Trans-Planckian Problem
The trans-Planckian problem is the observation that Hawking's original calculation requires talking about quantum particles in which the wavelength becomes shorter than the Planck length near the black hole's horizon. It is due to the peculiar behavior near a gravitational horizon where time stops as measured from far away. A particle emitted from a black hole with a finite frequency, if traced back to the horizon, must have had an infinite frequency there and a trans-Planckian wavelength.
The Unruh effect and the Hawking effect both talk about field modes in the superficially stationary space-time that change frequency relative to other coordinates which are regular across the horizon. This is necessarily so, since to stay outside a horizon requires acceleration which constantly Doppler shifts the modes.

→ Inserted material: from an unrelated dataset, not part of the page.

PR #563, opened 2026-05-21
feat(bridge-exec): introduce FeeSource trait with BitcoinCore + MempoolExplorer policies (STR-3438)

Zk2u:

An outgoing Hawking radiated photon, if the mode is traced back in time, has a frequency which diverges from that which it has at great distance, as it gets closer to the horizon, which requires the wavelength of the photon to "scrunch up" infinitely at the horizon of the black hole. In a maximally extended external Schwarzschild solution, that photon's frequency only stays regular if the mode is extended back into the past region where no observer can go. That region doesn't seem to be observable and is physically suspect, so Hawking used a black hole solution without a past region which forms at a finite time in the past. In that case, the source of all the outgoing photons can be identified–it is a microscopic point right at the moment that the black hole first formed.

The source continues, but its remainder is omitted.